INFORMATION GIVEN Block Start
PR #1045, opened 2026-06-18
Fix alias analysis

xeren:
A wrong comparison in `ModifierTrait.MdLinear.shrinkToBounds(Md, int)` introduced in #1008 leads to false negative `mayAlias` results.  This PR fixes this.

**Explanation:**
A task is affected, if the program features at least one access with a dynamic address like `r0 + a + b * r1`, where
- `r0` must be a register that can only point into exactly one single object `o`,
- `a` and `b` are literal integers (if omitted, `a=0` and `b=1`),
- `r1` is a non-literal, i.e. leading to a non-functional modifier,
- `o.size` is known and `0 <= a - b` and `o.size < a + b` hold.  Thus, `a` and `a - b` might be valid addresses within bounds, but `a + b` is not.

Affected accesses receive the `&o + a` address set and miss at least the `&o + a - b` address.  Down-stream, the SMT queries could become falsely unsatisfiable.  `RefinementSolver` could return `Inconclusive`.

### DIFF
--- a/benchmarks/miscellaneous/alias-shrinkToBounds.c
+++ b/benchmarks/miscellaneous/alias-shrinkToBounds.c
@@ -1,0 +1,50 @@
+/*
+  Exposes a bug in Dartagnan's Alias Analysis, where address sets were incorrectly shrunk based on array size.
+  Expected verdict: FAIL.
+*/
+#include<pthread.h>
+#include<assert.h>
+#include<dat3m.h>
+
+#define NUM_LOCKS 2
+
+struct cache {
+  // Unused storage to increase the static offset for the affected address sets.
+  // For elements (given sizeof(int) == 4 and sizeof(pthread_mutex_t) == 8, the eager solver returned PASS.
+  // The lazy solver non-deterministically returned FAIL or UNKNOWN(inconclusive).
+  int garbage[17];
+  pthread_mutex_t mutex[NUM_LOCKS];
+} c;
+
+volatile int x;
+
+// Returns just `x`, but the Alias Analysis lost precision.
+// Replacing at least one `id(x)` with `x` yielded FAIL again.
+int id(int x) {
+  int i = __VERIFIER_nondet_int();
+  __VERIFIER_assume(i == x);
+  return i;
+}
+
+// The address sets of these lock events were falsely estimated by the Alias Analysis.
+void increment(int i) {
+  pthread_mutex_lock(&c.mutex[i]);
+  x++;
+  pthread_mutex_unlock(&c.mutex[i]);
+}
+
+void *t_fun(void *arg) {
+  increment(id(1));
+  return NULL;
+}
+
+int main () {
+  for (int i = 0; i < NUM_LOCKS; i++)
+    pthread_mutex_init(&c.mutex[i], NULL);
+  pthread_t t1;
+  pthread_create(&t1, NULL, t_fun, NULL);
+  increment(id(0));
+  pthread_join(t1, NULL);
+  assert(x == 2);
+  return 0;
+}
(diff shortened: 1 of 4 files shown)


ThomasHaas:
Here is an example that is wrong on `development` and that might fit your description.
I suppose this is due to the AA bug. It is certainly a very strange bug to reproduce.

```C
#include<pthread.h>
#include<assert.h>
#include<dat3m.h>

#define NUM_LOCKS 2
#define NUM_GARBAGE 17 // PASS
//#define NUM_GARBAGE 16 // FAIL
#define LOCK_INDEX 0

struct cache {
  int           garbage[NUM_GARBAGE];
  pthread_mutex_t mutex[NUM_LOCKS];
} c;

volatile int x;

void *increment(int i) {
  pthread_mutex_lock(&c.mutex[i]);
  x++;
  pthread_mutex_unlock(&c.mutex[i]);
}

void *t_fun(void *arg) {
  int i = __VERIFIER_nondet_int(); // Making this constant yields FAIL again
  __VERIFIER_assume(i == LOCK_INDEX);
  increment(i + 1);
  return NULL;
}

void init() {
  for (int i = 0; i < NUM_LOCKS; i++)
    pthread_mutex_init(&c.mutex[i], NULL);
 }

int main () {
  init();

  pthread_t t1;
  pthread_create(&t1, NULL, t_fun, NULL);

  int j = __VERIFIER_nondet_int(); // Making this constant does NOT yield FAIL
  __VERIFIER_assume(j == LOCK_INDEX);
  increment(j);

  pthread_join(t1, NULL);

  assert (x == 2); // Should fail: both threads use a different lock

  return 0;
}

```

hernanponcedeleon:
@ThomasHaas were you using eager to get PASS? I get all sort of unexpected results (suggesting the bug) ...
```
> java -jar dartagnan/target/dartagnan.jar cat/sc.cat test.c
Test: test.c
Result: FAIL
Reason: Program specification violation found
Details:
        T1:t_fun -> increment @test.c#26 -> @test.c#20  (E119): Unlocking an already unlocked mutex
Time: 0.740 secs

> java -jar dartagnan/target/dartagnan.jar cat/sc.cat test.c --solver=yices2
[19.06.2026] 21:19:40 [WARN] RefinementSolver.runInternal - Refinement procedure was inconclusive. Trying to find reason of inconclusiveness.
[19.06.2026] 21:19:40 [WARN] RefinementSolver.analyzeInconclusiveness - Found unexpected aliasing between:
        T0:main -> init @test.c#36 -> Iter#2 @test.c#31 -> @test.c#32   (E10)
AND
        T1:t_fun -> increment @test.c#26 -> Iter#1 @test.c#18 -> @test.c#18     (E101)
Possible out-of-bounds access in source code or error in alias analysis.
Test: test.c
Result: ERROR
Reason: RuntimeException
Details:
        Terminated verification due to inconclusiveness (bug?).

> java -jar dartagnan/target/dartagnan.jar cat/sc.cat test.c --method=eager
Test: test.c
Result: PASS
Time: 0.717 secs
```

@xeren can you add the test as a regression?

ThomasHaas:
Oh, I only checked eager. Since the program has no UB anymore, I thought that lazy will likely work.
But good to know that lazy is wildly broken here.

xeren:
> Here is an example that is wrong on development and that might fit your description.
> I suppose this is due to the AA bug. It is certainly a very strange bug to reproduce.

In your example, the AA from `development` falsely shrinks the address sets of all `pthread_mutex_lock` and `pthread_mutex_unlock` events to `&c.mutex + 0`.  The AA concludes `mustAlias` for all of them.
The eager encoding eliminates the address checks but keeps the constraint on `co`.  Under a memory model with Atomicity, the SMT encoding only explores executions where the critical sections do not interfere and finds no violations.

I discovered the bug on `chase-lev-fail.ll`, which features something like this, as well.

ThomasHaas:
Do you know if your fix comes with any regressions in terms of precision? Or does the fix specifically target an edge-case that rarely occurred in practice?

xeren:
There is a precision regression in rare cases:
By replacing `i + 1` with `i` in your example, the expected verdict becomes PASS.   On `development`, the AA shrinks the address sets due to the bug and returns `mustAlias`, which is correct for a different reason.  After this fix, it can only return `mayAlias` for these event pairs.

hernanponcedeleon (approved):

ThomasHaas:
@xeren Is the fix here unique to #1008 ?
Cause I think the AA before #1008 was more precise on `cachedq.c`. This means the bug was already present before #1008 or there is a regression (the regression on `cachedq.c` is quite large!).

PR #1046, opened 2026-06-20
Fix wrong optimization of signed comparison between zero extended operands

ThomasHaas:
Fixes:

```C
#include <assert.h>
#include <stdlib.h>

unsigned int n;

int main() {

  n = 3435973837;

//   if(n >= (4294967296 / 5)) { // PASS
  if(!(n < (4294967296 / 5))) { // FAIL
    abort();
  }

  assert(0);

  return 0;
}
```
INFORMATION GIVEN Block End
*ACTION ITEM*:
Please copy only these lines, exactly: the first line of the records through the line containing "are literal integers", ends included.

*RESULT BELOW*:
PR #1045, opened 2026-06-18
Fix alias analysis

xeren:
A wrong comparison in `ModifierTrait.MdLinear.shrinkToBounds(Md, int)` introduced in #1008 leads to false negative `mayAlias` results.  This PR fixes this.

**Explanation:**
A task is affected, if the program features at least one access with a dynamic address like `r0 + a + b * r1`, where
- `r0` must be a register that can only point into exactly one single object `o`,
- `a` and `b` are literal integers (if omitted, `a=0` and `b=1`),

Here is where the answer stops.